Нефтяники переглядываются.
— Нет, конечно.
— Их действительно будут судить? — спрашивает на улице Маир, глядя на появившихся на улице с чемоданами в руках нефтяников.
— На рассвете их расстреляют.
Они обгоняют большую закрытую машину с нефтяниками.
— Я жду от этих снимков со статьей очень сильного пропагандистского эффекта, — довольным тоном говорит Шульц. — Теперь—то вам все стало ясно?
— Кроме одного, — для чего вам понадобилось держать этих несчастных целый день в типографии.
— На случай если бы снимки не получились, пришлось бы их снимать заново. И еще, я не мог позволить, чтобы они покинули этот мир с чувством выполненного долга и уверенностью в том, что их имена останутся в памяти благодарных соотечественников. Для тех, кто их прислал, они умрут презренными предателями.
Поставив автоматы между колен, дремлют, покачиваясь в ритме движения машины, друг против друга два полицая, отделенные от осужденных прочной железной решеткой. Один из нефтяников встает и, приблизившись вплотную к решетке, просовывает сквозь прутья руку и с трудом дулом пистолета дотягивается до плеча полицая.
— Тихо! Открой дверь! — шепотом говорит нефтяник.
Почти в то же мгновение проснувшись, полицай вскакивает с места.
— Убью! — рванув автомат, выкрикивает он. Раздается негромкий хлопок выстрела, и розовый мозг выплескивается наружу. Второй полицай в ужасе смотрит в дуло пистолета. Осторожно опускает на пол автомат. Затем трясущимися руками отпирает дверь.
— Не губите!
— Был бы приятель поумнее, я его бы не тронул, —угрюмо кивает нефтяник на труп. — Открывай! Выпрыгнем на ходу!
— Замок на двери снаружи запирает сопровождающий! Останови машину, — приставив пистолет к голове полицая, говорит нефтяник. — Попроси как следует, чтобы дверь открыли.
Полицай торопливо кивнув, дважды нажимает на потолке кнопку звонка. Машина останавливается.
— Что случилось? — доносится из-за металлической дверцы недовольный голос.
— Порядок, и спокойствие. Отлить требуется срочно, — жалобно отвечает полицай. — Сил никаких больше нет.
— Потерпишь!
— Сил, говорю, нет терпеть, самому же отмывать придется, — выкрикивает полицай, почувствовав, что водитель собирается вернуться в кабину.
— Я тебе помою! — водитель распахивает металлическую дверь и сразу же замолкает, увидев направленный в лицо пистолет.
На военном аэродроме в Майкопе Шульц дает последние напутствия группе десантников.
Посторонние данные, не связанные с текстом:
PR #1737, opened 2022-10-05
index_doc(): loosen match of "git-cmd(1)" on manpages

peff:
In v2.38.0, we now have a manpage for scalar, which doesn't start with "git". As a result, our regex to find the section number fails, and the whole manpage is aborted.

Let's loosen this regex to match any alphanumeric command name, plus dashes. That's enough for the current code base. It's conceivable we might introduce more characters, but you get a nice big exception if we do.

/cc @ttaylorr

### DIFF
--- a/lib/tasks/index.rake
+++ b/lib/tasks/index.rake
@@ -200,7 +200,7 @@ def index_doc(filter_tags, doc_list, get_content)
         links = cmd_list[category].map do |cmd, attr|
           if cmd_file = tag_files.detect { |ent| ent.first == "Documentation/#{cmd}.txt" }
             content = get_content.call(cmd_file.second)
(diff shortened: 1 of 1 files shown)


ttaylorr (approved):

peff:
Hmm. Looks like the production site _thought_ v2.38.0 was already built there, even though it was not showing up properly (e.g., I checked the page for `git-add`, and it was still from v2.37.3). Which is weird, because this problem caused my local build to give up completely and not ever think v2.38.0 was imported.

At any rate, I kicked off a job with `REBUILD_DOC=v2.38.0`, and the (uncached) site seems to now have all the updated manpages. Sadly you can't go to `/docs/scalar`. I suspect it may need a tweak on the routing end, but I'll leave it there for today.

Issue #1739, opened 2022-10-07
git config doc doesn't render includes properly


chriscool:
### URL for broken page

https://git-scm.com/docs/git-config#_variables

### Problem

Instead of rendering the content of the included files (which describe configuration variables), only the filenames are displayed:

![image](https://user-images.githubusercontent.com/208954/194496282-a87210dc-4fa1-49e3-8280-008bcfaaee6e.png)

### Operating system and browser

Linux with Firefox or Chrome.

### Steps to reproduce

Just go to:

https://git-scm.com/docs/git-config#_variables

and see that only filenames are displayed, instead of config variable description.

chriscool:
Note that `git help -m config` and `git help -w config` properly show the doc (in man and html format respectively). So I don't think that the problem comes from Git.

derrickstolee:
I was just coming here to say this! Thanks for reporting it, @chriscool.

PR #1740, opened 2022-10-07
lib/tasks/index.rake: handle nested AsciiDoc includes

ttaylorr:
When indexing contents in the Documentation tree, our Rakefile preprocesses each blob by resolving its includes before handing it off to AsciiDoc.

This preprocessing is implemented by the `~expand_content` method, which performs a string substitution on the pattern

    /include::(\S+)\.txt\[\]/

, where the block given to `#gsub` yields the content of the file in the first match group. When the file isn't pre-generated, we ask for its content, recursively call `#expand_content`, and then return the result.

This should handle nested includes, but doesn't. That's because when we make the recursive call to `#expand_content` we discard the result, instead returning `new_content` (which is the non-expanded version of the file we looked up in the first place).

Resolve this by storing off the result of calling `#expand_content` before returning it.

This broke in eb8f3ca4 (index: make return of new_content clear in expand_content(), 2022-10-05), the result of calling `#expand_content` used to be the terminal expression in that method (and thus returned to the caller).

Signed-off-by: Taylor Blau \<me@ttaylorr.com\>

##

Closes: https://github.com/git/git-scm.com/issues/1739.

### DIFF
--- a/lib/tasks/index.rake
+++ b/lib/tasks/index.rake
@@ -150,7 +150,8 @@ def expand_content(content, path, get_f_content, generated)
     else
       new_content = get_f_content.call(new_fname)
       if new_content
-        expand_content(new_content.force_encoding("UTF-8"), new_fname, get_f_content, generated)
+        new_content = expand_content(new_content.force_encoding("UTF-8"),
+                                     new_fname, get_f_content, generated)
       else
         puts "#{new_fname} could not be resolved for expansion"
       end


peff:
Doh, thank you for analyzing and fixing this! Of all of the patches in that monstrous PR, this was actually one I was most worried about causing a regression, simply because it was a little more clever. I should have called it out specifically (or better yet, checked the output more thoroughly, though as you probably know it's a bit hard to do with the current site).

ttaylorr:
> I should have called it out specifically (or better yet, checked the output more thoroughly, though as you probably know it's a bit hard to do with the current site).

Yes, I definitely agree that inspecting the output is frustratingly difficult to do locally. But it took me longer than I'd like to admit to spot the error on inspection, so no harm done ;-).

PR #1747, opened 2022-10-27
Fix building of Scalar docs & include a temporary workaround for overlapping names

vdye:
## Changes

- Include `scalar` in the doc-matching regex in `index.rake` so that `Documentation/scalar.txt` is built.
- Because `Documentation/scalar.txt` and `Documentation/technical/scalar.txt` have the same basename, the latter will overwrite the former when running `index.rake`. Avoid this by skipping the technical doc rendering entirely (it's not super important to have on the site, and can be fixed permanently in Git; see "Context").

## Context

- Noticed that https://git-scm.com/docs/scalar currently renders the Scalar technical document, but the command documentation is more important/relevant and should be rendered instead.
- The basename overlap can most easily be permanently fixed by renaming `Documentation/technical/scalar.txt` in Git. However, even if this change is part of the next release, the site won't be updated with it until then. So, in the meantime, it's easiest to skip rendering the technical doc
  - Note that "skip building `technical/scalar.txt`" is preferred over "rename `technical/scalar.txt`'s URL" because I don't necessarily want to wait on confirming the new name to merge this PR.
  - After this is fixed in Git & the site is updated with the next version's docs, the "skip building 'technical/scalar.txt' can be reverted.

## Testing
I ran the site locally, and the `scalar` command page came up as expected.

CC: @ttaylorr

### DIFF
--- a/lib/tasks/index.rake
+++ b/lib/tasks/index.rake
@@ -262,6 +262,8 @@ def index_doc(filter_tags, doc_list, get_content)
         path, sha = entry
         ids = Set.new([])
         docname = File.basename(path, ".txt")
+        # TEMPORARY: skip the scalar technical doc until it has a non-overlapping name
+        next if path == "Documentation/technical/scalar.txt"
         next if doc_limit && path !~ /#{doc_limit}/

— У вас не должно быть никаких сомнений, — говорит у трапа командиру группы Шульц после того, как десантники скрываются в темном чреве транспортного самолета.— В Баку вас непременно найдут. Несколько вариантов встреч исключают неудачу. Очень жалею, что не могу лететь с вами.
Автомобиль Шульца отъезжает от взлетной полосы почти одновременно с начавшим разбег самолетом.
Маира он находит разговаривающим по телефону в одной из комнат радиостанции.
— Никаких вестей, — говорит тот Шульцу. — Весь город и окрестности прочесаны вдоль и поперек. Сбежавших нефтяников никто не видел. Троих связанных конвоиров, отобрав обмундирование и документы, они оставили в развалинах на окраине. Машину, после того как кончился бензин, в восьмидесяти километрах от города вместе с трупом четвертого охранника. Столько неприятностей в результате глупейшего недосмотра.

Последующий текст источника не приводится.